* _Exercise prompt_
Would you copy the material below word for word, beginning with its first line and ending with the line that contains "PR #1233, opened 2019-01-22"?

* _Study material_
────────

PR #1218, opened 2019-01-09
Add API in proj.h to set a file finder callback and search paths; support multiple directories in PROJ_LIB

rouault:


kbevers:
Looks good to me. Very nice to be able to have more directories in `PROJ_LIB` now!

PR #1230, opened 2019-01-19
 Add support for spaces in grid name parameters (fixes #1152) 

### LINKED ISSUE #1152: proj_create: +geogrids breaks Windows pathnames with embedded spaces
proj_create() calls pj_trim_argc(), which breaks the create string into string tokens. In particular, Windows pathnames with embedded spaces are thus broken.

Example input: +geoidgrids=C:\Program Files\foo\Geoid Files\foobar.gtx

rouault:


kbevers:
Seems good to me. Just one question: Can folders with spaces in them also be added to `PROJ_LIB`?

kbevers:
Cool, just wanted to make sure that also worked.

PR #1233, opened 2019-01-22
Coordinate operation computation with boundcrs / wktext: drop useless early bindins terms in generated pipeline (fixes #1232)

### LINKED ISSUE #1232: projinfo forwards unused parameters
Consider this call to `projinfo` that uses legacy PROJ.4 strings:

```
projinfo -s "+proj=utm +zone=55 +south +ellps=GRS80 +towgs84=0,0,0,0,0,0,0 +units=m +no_defs +wktext  +nadgrids=C:\dev\proj-datumgrid\oceania\GDA94_GDA2020_conformal.gsb +type=crs" -t  "+proj=utm +zone=55 +south +ellps=GRS80 +towgs84=0,0,0,0,0,0,0 +units=m +no_defs +wktext +type=crs"
```

which results in the following output:
```
unknown id, Transformation from unknown to unknown + unknown to WGS84 + Inverse of Transformation from unknown to WGS84 + Transformation from unknown to unknown, unknown accuracy, unknown domain of validity

PROJ string:
+proj=pipeline +step +inv +proj=utm +zone=55 +south +ellps=GRS80 +towgs84=0,0,0,0,0,0,0 +units=m +no_defs +wktext +nadgrids=C:\dev\proj-datumgrid\oceania\GDA94_GDA2020_conformal.gsb +step +proj=hgridshift +grids=C:\dev\proj-datumgrid\oceania\GDA94_GDA2020_conformal.gsb +step +proj=utm +zone=55 +south +ellps=GRS80 +towgs84=0,0,0,0,0,0,0 +units=m +no_defs +wktext
```

All input parameters are forwarded even though they effectively are replaced by newer alternatives. For instance `+nadgrids=C:\dev\proj-datumgrid\oceania\GDA94_GDA2020_conformal.gsb` and `+proj=hgridshift +grids=C:\dev\proj-datumgrid\oceania\GDA94_GDA2020_conformal.gsb`. Parameters like `+towgs84` and `+wktext` are also present in the output but unused. 

It shouldn't be difficult to weed out the unused parameters, as that is kept track of in `PJ->params`.

rouault:


kbevers:
Nice. I notice though that only a few specifically named keywords are dropped. See for instance here where I have added a few parameters of my own invention:

```
>projinfo.exe -o PROJ -s "+proj=utm +zone=55 +south +ellps=GRS80 +towgs84=0,0,0,0,0,0,0 +units=m +no_defs +wktext  +nadgrids=C:\dev\proj-datumgrid\oceania\GDA94_GDA2020_conformal.gsb +type=crs +param=random" -t  "+proj=utm +zone=55 +south +ellps=GRS80 +towgs84=0,0,0,0,0,0,0 +units=m +no_defs +wktext +type=crs +nonstandardparameter"
unknown id, Transformation from unknown to unknown + unknown to WGS84 + Inverse of Transformation from unknown to WGS84 + Transformation from unknown to unknown, unknown accuracy, unknown domain of validity

PROJ string:
+proj=pipeline +step +inv +proj=utm +zone=55 +south +ellps=GRS80 +units=m +no_defs +param=random +step +proj=hgridshift +grids=C:\dev\proj-datumgrid\oceania\GDA94_GDA2020_conformal.gsb +step +proj=utm +zone=55 +south +ellps=GRS80 +units=m +no_defs +nonstandardparameter
```

I think it would make the most sense to only output parameters that PROJ actually uses. If possible. I thought that it would be a matter of checking against `PJ->params` but I see that is not the solution you have chosen. I guess there's a reason for that?

Another (unrelated) thing: I think it would improve readability of the output if pipelines where split across several lines, i.e. one per step:

```
>projinfo.exe -o PROJ -s "+proj=utm +zone=55 +south +ellps=GRS80 +towgs84=0,0,0,0,0,0,0 +units=m +no_defs +wktext  +nadgrids=C:\dev\proj-datumgrid\oceania\GDA94_GDA2020_conformal.gsb +type=crs +param=random" -t  "+proj=utm +zone=55 +south +ellps=GRS80 +towgs84=0,0,0,0,0,0,0 +units=m +no_defs +wktext +type=crs +nonstandardparameter"
unknown id, Transformation from unknown to unknown + unknown to WGS84 + Inverse of Transformation from unknown to WGS84 + Transformation from unknown to unknown, unknown accuracy, unknown domain of validity

PROJ string:
+proj=pipeline
+step +inv +proj=utm +zone=55 +south +ellps=GRS80 +units=m +no_defs +param=random
+step +proj=hgridshift +grids=C:\dev\proj-datumgrid\oceania\GDA94_GDA2020_conformal.gsb 
+step +proj=utm +zone=55 +south +ellps=GRS80 +units=m +no_defs +nonstandardparameter
```

rouault:
>  I thought that it would be a matter of checking against `PJ->params` but I see that is not the solution you have chosen. I guess there's a reason for that?

Yes, the ISO19111 code uses from the beginning its own PROJ string parsing code, because I was unconfortable with using the historical C code for that. Probably that the two should be reconciled at some point, or the C++ code could be assisted wth the C code to know which parameters are actually used. I'm going to look a bit if I can do something "quickly", or if this is more involved and has to be defered to "later"...

> I think it would improve readability of the output if pipelines where split across several lines, i.e. one per step

The PROJStringFormatter class could receive a setMultiLine() method to set up this (single line formating should probably be the default in the API). Exercice left to the suggester ? ;-)

kbevers:
> Yes, the ISO19111 code uses from the beginning its own PROJ string parsing code, because I was unconfortable with using the historical C code for that. Probably that the two should be reconciled at some point, or the C++ code could be assisted wth the C code to know which parameters are actually used. I'm going to look a bit if I can do something "quickly", or if this is more involved and has to be defered to "later"...

Sure, if it is complicated it isn't a priority. What you've done already probably handles >95% of all encounters of non-used parameters projinfo will ever see.

> The PROJStringFormatter class could receive a setMultiLine() method to set up this (single line formating should probably be the default in the API). Exercice left to the suggester ? ;-)

Definitely an exercise for the suggester. Not sure if I agree that single-line should be the default though. If `\`'s or `^`'s are placed at the ende of the line the string should still be copy'n'pasteable. But I guess that is easier to decide when there's an implementation. I'll get back to this when I have bit of surplus time :-)

rouault:
> Not sure if I agree that single-line should be the default though

Making multi-line the default in the API will for sure break several tens of expected results in test/unit/. Not necessarily a good argument by itself :-)

kbevers:
> Making multi-line the default in the API will for sure break several tens of expected results in test/unit/. Not necessarily a good argument by itself :-)

Sorry, I misread that. I was talking about the command line output. Yes, I agree that changing the API default is a bad idea - at least I am not keen on updating a million test cases :-)

src/iso19111/io.cpp
```diff
@@ -5352,13 +5354,17 @@ PROJStringSyntaxParser(const std::string &projString, std::vector<Step> &steps,
...
                 const auto pos = word.find('=');
                 auto key = word.substr(0, pos);
-                auto pair = (pos != std::string::npos)
-                                ? Step::KeyValue(key, word.substr(pos + 1))
-                                : Step::KeyValue(key);
-                if (steps.empty()) {
-                    globalParamValues.push_back(pair);
-                } else {
-                    steps.back().paramValues.push_back(pair);
+                if (!(dropEarlyBindingsTerms &&
```
kbevers, line 5359: I wonder, With the changes you have pushed in c048292f3b8e408e6a81700a74d9b44d532227ac, is it really necessary to give `+towgs84`, `+nadgrids`, `+geoidgrids`, `+wktext` special treatment? If it is, I guess `+datum` should be added to the list as well.

rouault: `+towgs84`, `+nadgrids`, `+geoidgrids` should at least receive special treatment since they might be stored in the preserved PROJ string in case there is a parameter that prevents building a full ISO19111 compliant CRS (we must preserve them when exporting the CRS as a PROJ string,but not when integrating it in a pipeline)
Regarding `datum`: if we drop it, then we must substitute it by its `ellps`. I'll try to do that.
+wktext dropping should indeed no longer be neeed

kbevers: Sure, makes sense. Thanks for the clarification.

PR #1234, opened 2019-01-22
Make tmerc an alias for etmerc.

### LINKED ISSUE #404: Changing Transverse Mercator Algorithm for +proj=tmerc
The issue to make tmerc an alias for etmerc @cffk 's implementation, and rename Snyder's algorithm from tmerc to stmerc.  This discussion came up in #374.

Excerpts from the aforementioned issue:

---

**busstoptaktik** commented on Apr 26
Regarding Transverse Mercator: are you using the high precision etmerc implementation, or the slightly faster, but less precise, original tmerc version?

**cffk** commented on Apr 26
etmerc will be used in the next release (and this is the checked in version).

**hobu** commented on Apr 27

> Strictly speaking, I believe the proper solution will be to rename what is now known as tmerc, to stmerc (indicating its John Snyder heritage), and renaming etmerc to tmerc

:+1:

**rouault** commented on Apr 27
For backward compatibility, I'd suggest not to remove etmerc, but make etmerc and tmerc aliases.

**busstoptaktik** commented on Apr 27
@rouault: yes - that is really a much better solution (and requires only a few additional lines of code).

kbevers:
etmerc is superior to tmerc and is therefore now the default transverse
mercator implementation in PROJ. The transverse mercator of
Snyder/Evenden origin is kept under the name stmerc for backwards
compatibility.

Closes #404


rouault:
`$ grep etmerc ../src/iso19111/*` suggest a few places that will also likely need to be reviewed/modified
```
../src/iso19111/c_api.cpp: * +proj=etmerc instead of +proj=tmerc (or USE_ETMERC=NO to disable implicit
../src/iso19111/c_api.cpp: * use of etmerc by utm conversions)
../src/iso19111/coordinateoperation.cpp:        if (l_method->getPrivate()->projMethodOverride_ == "etmerc" &&
../src/iso19111/coordinateoperation.cpp:                    l_method->getPrivate()->projMethodOverride_ == "etmerc";
../src/iso19111/coordinateoperation.cpp:            formatter->addStep(useETMerc ? "etmerc" : mapping->proj_name_main);
../src/iso19111/io.cpp:/** \brief Set whether Extended Transverse Mercator (etmerc) should be used
../src/iso19111/io.cpp:    if (name == "etmerc" || name == "utm" ||
../src/iso19111/io.cpp:    } else if (step.name == "etmerc") {
../src/iso19111/io.cpp:        if (step.name == "etmerc") {
../src/iso19111/io.cpp:            methodMap.set("proj_method", "etmerc");
```

src/iso19111/io.cpp
```diff
@@ -6070,7 +6070,7 @@ static bool isGeocentricStep(const std::string &name) {
 // ---------------------------------------------------------------------------
 
 static bool isProjectedStep(const std::string &name) {
-    if (name == "etmerc" || name == "utm" ||
+    if (name == "stmerc" || name == "utm" ||
```
rouault: name == "etmerc" should probably be kept as well. projectionMethodMappings[] in include/proj/internal/coordinateoperation_constants.hpp has only mapping for "tmerc"

rouault: Around line 6819
```
} else if (step.name == "etmerc") {
        mapping = getMapping(EPSG_CODE_METHOD_TRANSVERSE_MERCATOR);
```
should also test || step.name == "stmerc"

rouault: And around line 7071
```
        if (step.name == "etmerc") {
            methodMap.set("proj_method", "etmerc");
        }
```
there should be a similar case for stmerc

test/unit/test_operation.cpp
```diff
@@ -1237,7 +1237,7 @@ TEST(operation, tmerc_export) {
 
     {
         auto formatter = PROJStringFormatter::create();
-        formatter->setUseETMercForTMerc(true);
+        //formatter->setUseSTMercForTMerc(true);
```
rouault: I guess this commented part is temporary ?

src/iso19111/c_api.cpp
```diff
@@ -1204,9 +1204,9 @@ const char *proj_as_wkt(PJ_CONTEXT *ctx, const PJ *obj, PJ_WKT_TYPE type,
  * @param type PROJ String version.
  * @param options NULL-terminated list of strings with "KEY=VALUE" format. or
  * NULL.
- * The currently recognized option is USE_ETMERC=YES to use
- * +proj=etmerc instead of +proj=tmerc (or USE_ETMERC=NO to disable implicit
- * use of etmerc by utm conversions)
+ * The currently recognized option is USE_STMERC=YES to use
+ * +proj=stmerc instead of +proj=tmerc (or USE_STMERC=NO to disable implicit
```
rouault: The part "(or USE_STMERC=NO to disable implicit use of tmerc by utm conversions)" doesn't make sense. We probably no longer need a specific behaviour for USE_STMERC=NO

src/iso19111/coordinateoperation.cpp
```diff
@@ -5471,15 +5471,15 @@ void Conversion::_exportToPROJString(
...
         int zone = 0;
         bool north = true;
-        bool etMercSettingSet = false;
-        useETMerc = formatter->getUseETMercForTMerc(etMercSettingSet) ||
-                    l_method->getPrivate()->projMethodOverride_ == "etmerc";
-        if (isUTM(zone, north) && !(etMercSettingSet && !useETMerc)) {
+        bool stMercSettingSet = false;
+        useSTMerc = formatter->getUseSTMercForTMerc(stMercSettingSet) ||
+                    l_method->getPrivate()->projMethodOverride_ == "stmerc";
+        if (isUTM(zone, north) && !(stMercSettingSet && !useSTMerc)) {
```
rouault: the negation before useSTMerc should likely be removed. If the user forces STMerc, we don't want UTM to be expressed as +proj=utm, but rather +proj=stmerc ...

kbevers:
I've been fiddling around with this on and off the last couple of weeks and I must admit that I am too unfamiliar with the ISO19111 code to make these changes in a reasonable amount of time. That's unfortunate but time is a limited resource. I see two ways forward:

1) Close the PR and keep status quo
2) I revert my changes in the ISO19111 code and let someone else take care of that.

I don't expect anyone to clean up after me, so 1) is the likely outcome. Any takers for 2)?

rouault:
Didn't you want to use a `+proj=tmerc +approx` syntax actually ? In which case, you could open a PR for that in the 'PROJ classic' code and I'll try to fill in the gaps in the ISO19111 code when I've a chance to (but I'm terribly stretched at the moment)

kbevers:
> Didn't you want to use a `+proj=tmerc +approx` syntax actually ? In which case, you could open a PR for that in the 'PROJ classic' code and I'll try to fill in the gaps in the ISO19111 code when I've a chance to (but I'm terribly stretched at the moment)

Yeah, I did, but like you I am tied up in too much at the moment. Initially I thought this would be a minor simple thing that I could do on a lunchbreak. I wouldn't have started if I realised the complexity.

I can try to do the `+proj=tmerc +approx` thing within the next couple of days. Does that leave you enough time to fill in the gaps before the 15th?

rouault:
> Does that leave you enough time to fill in the gaps before the 15th?

I'll try. This also impacts GDAL if we change the USE_ETMERC option (not sure if we should or not)

kbevers:
> I'll try. This also impacts GDAL if we change the USE_ETMERC option (not sure if we should or not)

If it's too much trouble it's better to not do this. The functional gains are minimal and should not take priority over more important things. I for one would rather spend my time on getting the pipeline stack ready for 6.0.

kbevers:
> I can try to do the `+proj=tmerc +approx` thing within the next couple of days.

@rouault I have now made the changes. Assuming the tests pass, this should be ready for you to take over. Note that I have added the `+approx` flag to the UTM projection as well. This possibly simplifies things in the ISO19111 code.

kbevers:
Looks like I have to adjust the testvarious test. I'll do that later tonight when I am near a non-windows computer...

rouault:
@kbevers I've done the adjustments per https://github.com/rouault/proj.4/commit/8160417fdb459794b2dbc1229baaa79b949e9f6b

rouault:
I've also added a new commit https://github.com/rouault/proj.4/commit/0c3be95 for the ISO19111 part. You might merge my continued rouault/tmerc-alias branch into yours.

kbevers:
> I've also added a new commit [rouault@0c3be95](https://github.com/rouault/proj.4/commit/0c3be95) for the ISO19111 part. You might merge my continued rouault/tmerc-alias branch into yours.

Thanks, I owe you one!

Just a general question, is the documentation adequate as it is now? I wonder if I should leave out that `+proj=etmerc` can be used and just let it silently disappear from the documentation.

rouault:
> Just a general question, is the documentation adequate as it is now? I wonder if I should leave out that `+proj=etmerc` can be used and just let it silently disappear from the documentation.

I'm indifferent if we should let it mentionned as an alias like you did or remove it

rouault:
@kbevers  commit 5995098 doesn't fix the leak. Please pull from my tree for https://github.com/rouault/proj.4/commit/300d25b

kbevers:
> @kbevers commit [5995098](https://github.com/OSGeo/proj.4/commit/5995098f59d366fdafdce55d494e69b9be56b454) doesn't fix the leak. Please pull from my tree for [rouault@300d25b](https://github.com/rouault/proj.4/commit/300d25b)

You are quite right. It did fix some other problems though :-)

Hopefully the tests pass in this run. Do you mind if I rebase or squash the commits? They are all over the place right now.

rouault:
Please squash

PR #1831, opened 2020-01-07
projinfo: use No. abbreviation instead of UTF-8 character (fixes #1828)

### LINKED ISSUE #1828: DEGREE SIGN character in projinfo output is incorrectly displayed on MS Windows console
On MS Windows 7 64 bit localized in Italian, the output of **projinfo** (6.2.1) tool can contain the **DEGREE SIGN** character (`U+00B0 | ° | \xc2\xb0`) that is incorrectly displayed in the command prompt console, e.g. the OSGeo4W Shell:

image

The default console codepage is 850 | ibm850 | OEM Multilingual Latin 1; Western European (DOS)

Is it possible to properly encode/decode the DEGREE SIGN character in the string "Operation n°" or to  avoid the use of such character (e.g. using "Operation n.")?
I would also add a space at the end of the string to separate it from the number that follows.

The problem also occurs changing the codepage to 65001 | utf-8 | Unicode (UTF-8) when the font used in the shell is non TrueType (the default font is Raster type).

https://github.com/OSGeo/PROJ/blob/529eb50f5d7e817dd27674984050a9bf1a6dce55/src/apps/projinfo.cpp#L689-L692

rouault:


kbevers (approved):

kbevers:
This should be back-ported to the 6.3 branch. I've added it to the 6.3.1 milestone but it is also a fix in 7.0.0. Unfortunately GitHub doesn't allow multiple milestones to be assigned to one PR.

rouault:
Backported in 6.3 branch per 91e360027bad225b7914b1fe7bdecfa73124a39c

────────

* _Solved exercise_
PR #1218, opened 2019-01-09
Add API in proj.h to set a file finder callback and search paths; support multiple directories in PROJ_LIB

rouault:


kbevers:
Looks good to me. Very nice to be able to have more directories in `PROJ_LIB` now!

PR #1230, opened 2019-01-19
 Add support for spaces in grid name parameters (fixes #1152) 

### LINKED ISSUE #1152: proj_create: +geogrids breaks Windows pathnames with embedded spaces
proj_create() calls pj_trim_argc(), which breaks the create string into string tokens. In particular, Windows pathnames with embedded spaces are thus broken.

Example input: +geoidgrids=C:\Program Files\foo\Geoid Files\foobar.gtx

rouault:


kbevers:
Seems good to me. Just one question: Can folders with spaces in them also be added to `PROJ_LIB`?

kbevers:
Cool, just wanted to make sure that also worked.

PR #1233, opened 2019-01-22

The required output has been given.